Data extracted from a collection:

PR #8874, opened 2023-05-05
Use defined_by for RSA signature AlgorithmIdentifiers

alex:
I had hoped the parameters would just be Null (no Option<>), but a review of the RFC (3447, 4055) indicates that both should be allowed, though the WebPKI enforces greater constraints.


alex:
Note to future Alex: Attempting to enforce the presence of NULL params here breaks a few tests. One of them is a DoD OCSP responder cert. Since we added that vector, DoD has fixed their OCSP responder.

reaperhulk (approved):

PR #11942, opened 2024-11-13
chore(CI): Update AWS Encryption SDK downstream test invocation

lucasmcdonald3:


alex:
Thanks for sending this so quickly!

Just to confirm: `tests/mpl/` isn't something that make sense to run in our CI?

alex (approved):

lucasmcdonald3:
> Thanks for sending this so quickly!
> 
> Just to confirm: `tests/mpl/` isn't something that make sense to run in our CI?

I would say "not immediately".
`/tests/mpl` requires Python 3.11+ and an additional (optional) dependency: https://pypi.org/project/aws-cryptographic-material-providers/
I'd be happy to open a new PR soon that augments your ESDK downstream tests to include this directory's tests.
But this PR as-is will unblock your builds immediately.

alex:
I confess I don't totally understand what that library does, but if it's tests exercise the way the library interacts with cryptography, they're probably worth running.

Will merge this for now.

Thanks again!

PR #11964, opened 2024-11-16
docs(admissions): add documentation for the admissions extension

hoefling:
This should be my last PR for https://github.com/pyca/cryptography/issues/11875, adding the documentation for the Admissions extension. It was suprisingly hard to describe the types and fields, since the original specification is rather vague and my particular use case of the extension is often too specific to add it (e.g. the extension should have exactly one `ProfessionInfo`, with exactly one pair of text and OID in the `profession_items` and `profession_oids` etc). Therefore, I will gladly rewrite the passages that are less readable or are unclear.

### DIFF
--- a/docs/x509/reference.rst
+++ b/docs/x509/reference.rst
@@ -3000,25 +3000,22 @@ X.509 Extensions
 
     .. versionadded:: 44.0.0
 
-    The admissions extension
+    The admissions extension contains information on registration and professional admission,
+    as specified by `Common PKI v2`_.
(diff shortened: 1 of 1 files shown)


hoefling:
Looks like the CI failed not due to the changes in this PR; added #11965 to address this. Will rebase onto it and retry.

alex:
Merged that, thanks!

alex (approved):
If you can send a PR for the changelog, I think that'll be the last piece!

DorisJeanParish:
GitHub.com/ID:049921093

PR #11966, opened 2024-11-16
refactor: replace returning pyobject with bound<'p, pyany> in asn1 module

hoefling:
This is a small proof of concept for the idea of amending two things:
1. Replacement of `Result<..., CryptographyError>` usages with `CryptographyResult<...>`, originally suggested by @alex in https://github.com/pyca/cryptography/pull/11892#discussion_r1828409224
2. Replacement of `CryptographyResult<pyo3::PyObject>` return types by `CryptographyResult<pyo3::Bound<'p, pyo3::PyAny>>`, originally suggested by @alex in https://github.com/pyca/cryptography/pull/11903#discussion_r1833019409

The changes are done for the `asn1` module only as a showcase. I didn't want to change it eveywhere at once because a) not sure if the change is worth it and b) the PR will become too large. @alex do you think it is a good idea to do this for consistency throughout the whole Rust codebase?


alex (approved):

alex:
I think this is a reasonable cleanup. The current code works fine, but we're always happy to improve.

PR #11971, opened 2024-11-16
chore(admissions): add changelog entry for the admissions extension addition

hoefling:
This is the last PR for adding the `Admissions` X509 extension, closing #11875. This only adds an entry to the changelog.


alex (approved):
Thanks for all your work here!

Issue #12043, opened 2024-11-26
ImportError: DLL load failed while importing _rust: The specified procedure could not be found.


bigb-me:
**Hi i'm getting the error:**

Traceback (most recent call last):
  File "C:\Users\--\OneDrive\Desktop\OneDrive Dump\Messenger v7.py", line 10, in <module>
    from cryptography.fernet import Fernet
  File "C:\Users\--\AppData\Roaming\Python\Python39\site-packages\cryptography\fernet.py", line 14, in <module>
    from cryptography.exceptions import InvalidSignature
  File "C:\Users\--\AppData\Roaming\Python\Python39\site-packages\cryptography\exceptions.py", line 9, in <module>
    from cryptography.hazmat.bindings._rust import exceptions as rust_exceptions
ImportError: DLL load failed while importing _rust: The specified procedure could not be found.
>>> 

I have no clue how to fix this, I have tried installing cryptography in a virtual environment:
python -m venv myenv
myenv\Scripts\activate
pip install cryptography

I tried coping the - cryptography and cryptography-43.0.0.dist-info folder (from another laptop where cryptography works) onto this device, wich gives the same error on this device

I have tried going to the Rust website and installing it - I installed and verified with: rustc --version.

When compiling the code into exe (with auto-py-to-exe) it works on this devise. 

I got this error when adding encryption to my code, the error also happens on smaller pieces of code so, to keep this short I will just show a small example program wich still gives the error. It is below:

from cryptography.fernet import Fernet

key = Fernet.generate_key()
cipher = Fernet(key)
message = "Test message."
encrypted_message = cipher.encrypt(message.encode())
decrypted_message = cipher.decrypt(encrypted_message).decode()

print(f"Original message: {message}")
print(f"Encrypted message: {encrypted_message}")
print(f"Decrypted message: {decrypted_message}")

**OS:**
Windows 10

**Installed with:**
pip install cryptography  
**I also tried:**
pip install cryptography --no-binary cryptography

Help would be appreciated!

**Versions:**
Cryptography Version: 43.0.0
Python 3.9.0
pip 24.3.1
Setuptools Version: 75.6.0

bigb-me:
> Try upgrading to a later Python version (3.9.x or otherwise). See #11325

Upgrade to a higher VS then my current 3.9.0?

reaperhulk:
Yes.

bigb-me:
> Yes.

[...]

Issue #11325, opened 2024-07-21
ImportError: DLL load failed while importing _rust: The specified procedure could not be found.


byteherder:
I am trying to install Scrapy using PyCharm as my IDE. I have followed the install procedure on their website. I am getting the following error.

Traceback (most recent call last):
  File "C:\Users\chris\AppData\Local\Programs\Python\Python39\lib\runpy.py", line 197, in _run_module_as_main
    return _run_code(code, main_globals, None,
  File "C:\Users\chris\AppData\Local\Programs\Python\Python39\lib\runpy.py", line 87, in _run_code
    exec(code, run_globals)
  File "C:\Users\chris\PycharmProjects\WebCrawler\venv\Scripts\scrapy.exe\__main__.py", line 4, in <module>
  File "c:\users\chris\pycharmprojects\webcrawler\venv\lib\site-packages\scrapy\cmdline.py", line 9, in <module>
    from scrapy.commands import BaseRunSpiderCommand, ScrapyCommand, ScrapyHelpFormatter
  File "c:\users\chris\pycharmprojects\webcrawler\venv\lib\site-packages\scrapy\commands\__init__.py", line 11, in <module>
    from scrapy.crawler import CrawlerProcess
  File "c:\users\chris\pycharmprojects\webcrawler\venv\lib\site-packages\scrapy\crawler.py", line 27, in <module>
    from scrapy.core.engine import ExecutionEngine
  File "c:\users\chris\pycharmprojects\webcrawler\venv\lib\site-packages\scrapy\core\engine.py", line 28, in <module>
    from scrapy.core.downloader import Downloader
  File "c:\users\chris\pycharmprojects\webcrawler\venv\lib\site-packages\scrapy\core\downloader\__init__.py", line 16, in <module>
    from scrapy.signalmanager import SignalManager
  File "c:\users\chris\pycharmprojects\webcrawler\venv\lib\site-packages\scrapy\signalmanager.py", line 6, in <module>
    from scrapy.utils import signal as _signal
  File "c:\users\chris\pycharmprojects\webcrawler\venv\lib\site-packages\scrapy\utils\signal.py", line 20, in <module>
    from scrapy.utils.log import failure_to_exc_info
  File "c:\users\chris\pycharmprojects\webcrawler\venv\lib\site-packages\scrapy\utils\log.py", line 26, in <module>
    from scrapy.utils.versions import scrapy_components_versions
[...]

PR #12045, opened 2024-11-26
Prohibit Python 3.9.0, 3.9.1 -- they have a bug that causes errors

alex:


reaperhulk:
See https://github.com/pyca/cryptography/issues/12043 and #11325

reaperhulk (approved):

PR #12077, opened 2024-11-29
Allow sub-class certificate

alex:
This is to enable folks who previously subclassed teh ABC to persist

### DIFF
--- a/src/rust/src/x509/certificate.rs
+++ b/src/rust/src/x509/certificate.rs
@@ -39,7 +39,7 @@ self_cell::self_cell!(
     }
 );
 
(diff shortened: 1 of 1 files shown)


reaperhulk:
Should we allow subclassing on all of them or wait for users to request?

If we consider subclassing officially part of our public surface we should add a test that simply subclasses without an exception with a small comment explaining why.

alex:
I suppose it's a begrudgingly supported part of our API surface. I'll add a test. No reason to extend it further though.

alex:
It's a good thing you told me to add a test. While subclassing now works, it's not actually possible to _instantiate_ an instance of this AFAICT.

alex:
I'm not sure what the correct way to proceed is, as we don't want these to be instantiable normally.

PR #12082, opened 2024-12-01
Fix the return type from get_revoked_certificate_by_serial_number

### LINKED ISSUE #12081: Wrong typing on get_revoked_certificate_by_serial_number
After https://github.com/pyca/cryptography/pull/11991 the typed return value from `get_revoked_certificate_by_serial_number()`on `CertificateRevocationList` is `cryptography.hazmat.bindings._rust.x509.RevokedCertificate` instead of `cryptography.x509.base.RevokedCertificate` (which is what the iterator returns). They should probably match.

```
from typing import reveal_type

from cryptography import x509


def load_crl_and_print_revocation_date(crl_bytes: bytes) -> None:
    crl = x509.load_der_x509_crl(crl_bytes)
    revoked_cert = crl.get_revoked_certificate_by_serial_number(123)

    assert revoked_cert is not None

    reveal_type(revoked_cert)

    print(revoked_cert.revocation_date_utc)
```

With cryptography 43.0.3:
```
❯ mypy testulf.py
testulf.py:12: note: Revealed type is "cryptography.x509.base.RevokedCertificate"
Success: no issues found in 1 source file
```

With cryptography 44.0.0:
```
❯ mypy testulf.py
testulf.py:12: note: Revealed type is "cryptography.hazmat.bindings._rust.x509.RevokedCertificate"
testulf.py:14: error: "RevokedCertificate" has no attribute "revocation_date_utc"  [attr-defined]
Found 1 error in 1 file (checked 1 source file)
```

magnuswatn:
Fixes #12081


alex (approved):
Good catch. (Annoyingly, I caught one of these mistakes in the original PR, but missed this one).

Thanks for the PR!

PR #12088, opened 2024-12-02
PKCS7 Decryption: more content decryption algorithms

nitneuqr:
Opening this PR to handle more decryption cases: emails in Microsoft Outlook are generally content-encrypted with AES-256-CBC.

In terms of code, I have one question: should I leave the code as-is or add a `AES192` subclass in `algorithms.py`, to be used in Rust  by pyO3?


alex:
Does anything in the real world use AES-192? We don't have a type for it precisely because its basically a historical releic.

nitneuqr:
I've never seen it in Outlook: I've seen AES 128, 256, and RC2 (!!). I don't mind removing it from decryption & encryption. Up to you!

nitneuqr:
Removed support then. Should be good now!

alex (approved):

PR #12101, opened 2024-12-04
handle case where a "valid" pkey does not contain a valid EC key

reaperhulk:
This probably needs the test case from #12100


alex:
Yes, tests needed. Patch looks good though

reaperhulk:
OpenSSL 1.1.1 and LibreSSL do not fail on this vector, while boring and OpenSSL do.

alex (approved):

Issue #11859, opened 2024-10-30
copy.copy for private keys


joakimnordling:
Private keys (at least RSAPrivateKey) can not be copied in cryptography 43.0.3:
```
>>> import copy
>>> from cryptography.hazmat.primitives.asymmetric import rsa
>>> private_key = rsa.generate_private_key(
...     public_exponent=65537,
...     key_size=2048,
... )
>>> copied_key = copy.copy(private_key)
Traceback (most recent call last):
  File "<stdin>", line 1, in <module>
  File "/Users/jocke/.pyenv/versions/3.11.7/lib/python3.11/copy.py", line 92, in copy
    rv = reductor(4)
         ^^^^^^^^^^^
TypeError: cannot pickle 'cryptography.hazmat.bindings._rust.openssl.rsa.RSAPrivateKey' object
```

There was a similar issue for public keys reported in https://github.com/pyca/cryptography/issues/9403 and it seems like the fix to that issue only made it possible to copy all the public keys, not any of the private ones.

joakimnordling:
The actual use case I had was to make my own `RsaPrivateKey` (note the lower case `sa`) subclass of the `SecretStr` from [pydantic](https://docs.pydantic.dev/) so that I could have an environment variable with a private key in PEM format and get it parsed to this "RsaPrivateKey" subclass when loading the settings for my app. My thought was that I would in the `__init__` use the `load_pem_private_key` to parse the key to the `RSAPrivateKey` (the one from cryptography with capital `SA`) and store it as an instance variable for later use, similar to how for example the `last4` is done in the [PaymentCardNumber](https://github.com/pydantic/pydantic/blob/main/pydantic/types.py#L1863). The problem is that pydantic decides that it wants to copy the object for some reason when initing the settings (I didn't investigate deeply why it wants to do that). And the reason I want to do it in the init and save it is to avoid doing the `load_pem_private_key` multiple times, as it's somewhat slow on larger keys. I hope this was not too confusing and I can try to explain in more detail if needed. But in short it's somewhat similar to wrapping it into a dataclass.

joakimnordling:
I agree it's weird that it does that deepcopy, but still I don't see that as a reason why cryptography shouldn't support copying the key. There's likely sooner or later some other use case for it and shouldn't be many lines of change to support it, if it's immutable. So I'd rather ask the question as why should the RSAPrivateKey not support copying?

[...]

PR #12110, opened 2024-12-06
Support for copying private keys

joakimnordling:
This should solve the issue https://github.com/pyca/cryptography/issues/11859, that private keys, like RSAPrivateKey can not be copied.

### DIFF
--- a/src/rust/src/backend/dh.rs
+++ b/src/rust/src/backend/dh.rs
@@ -235,6 +235,10 @@ impl DHPrivateKey {
             false,
         )
     }
+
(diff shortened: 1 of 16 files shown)


alex (commented):
In addition to adding the implementations to the concrete classes, you'll want to add them to the ABCs for each of these key types as well.

alex:
I think it's fine to load a weak key and skip on FIPS and be marginally faster.

joakimnordling:
Thanks, I reverted back to loading the key from a file and added a `skip_fips` to that particular test.

I also added abstract methods to the abstract base classes. The ABCs for the public keys were also missing the abstract version of the `__copy__` methods, so I added it to those as well.

alex (approved):

PR #12113, opened 2024-12-06
Add ec.EllipticCurve group_order constants

DavidBuchanan314:
Follow-up to https://github.com/pyca/cryptography/pull/10600

This PR hard-codes `group_order` constants for all the curves specified in `ec.py`

For what it's worth, I sourced them from https://neuromancer.sk/std/search/ for ease of copy-pasting - please do cross-check!

Some of the int literals are very long and had to be #noqa'd (I don't think there's any good way to avoid it)

### DIFF
--- a/docs/hazmat/primitives/asymmetric/ec.rst
+++ b/docs/hazmat/primitives/asymmetric/ec.rst
@@ -500,6 +500,14 @@ Key Interfaces
         Size (in :term:`bits`) of a secret scalar for the curve (as generated
         by :func:`generate_private_key`).
 
+    .. attribute:: group_order
+
+        .. versionadded:: 45
+
+        :type: int
+
+        The order of the curve's group.
+
 
 .. class:: EllipticCurveSignatureAlgorithm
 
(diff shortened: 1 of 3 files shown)


DavidBuchanan314:
I came up with a fairly simple way to test the correctness:

```py
from cryptography.hazmat.primitives.asymmetric import utils

MSG = b"hello"
ECDSA_SHA256 = ec.ECDSA(hashes.SHA256())

for curve_name, curve in ec._CURVE_TYPES.items():
	try:
		signing_key = ec.generate_private_key(curve)
	except:
		print(curve_name, "not supported by this backend")
		continue

	verifying_key = signing_key.public_key()

	# generate a regular signature
	sig1 = signing_key.sign(MSG, ECDSA_SHA256)
	verifying_key.verify(sig1, MSG, ECDSA_SHA256) # sanity check

	# demostrate signature malleability
	r, s = utils.decode_dss_signature(sig1)
	sig2 = utils.encode_dss_signature(r, curve.group_order - s)
	
	assert(sig1 != sig2)
	verifying_key.verify(sig2, MSG, ECDSA_SHA256) # still verifies

	print(curve_name, "passed")
```

If the value of `group_order` was incorrect, `sig2` would not verify.

(let me know if you want an equivalent test put into the actual test suite)

alex:
I'm going to defer to @reaperhulk on reviewing this. He's currently traveling, so a review may be slightly delayed.

reaperhulk (approved):
Validated, thanks for doing this!

PR #12114, opened 2024-12-06
Adopt sphinx-inline-tabs

alex:
Use it in one demo place to show how to install us with multiple installers


alex:
https://cryptography--12114.org.readthedocs.build/en/12114/#installation

reaperhulk (approved):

How to complete this task: In the entries above, one line contains "PR #12113, opened 2024-12-06" and another contains "For what it's". Reproduce exactly those two lines and the lines between them, nothing else.

Written answer:
PR #12113, opened 2024-12-06
Add ec.EllipticCurve group_order constants

DavidBuchanan314:
Follow-up to https://github.com/pyca/cryptography/pull/10600

This PR hard-codes `group_order` constants for all the curves specified in `ec.py`

For what it's worth, I sourced them from https://neuromancer.sk/std/search/ for ease of copy-pasting - please do cross-check!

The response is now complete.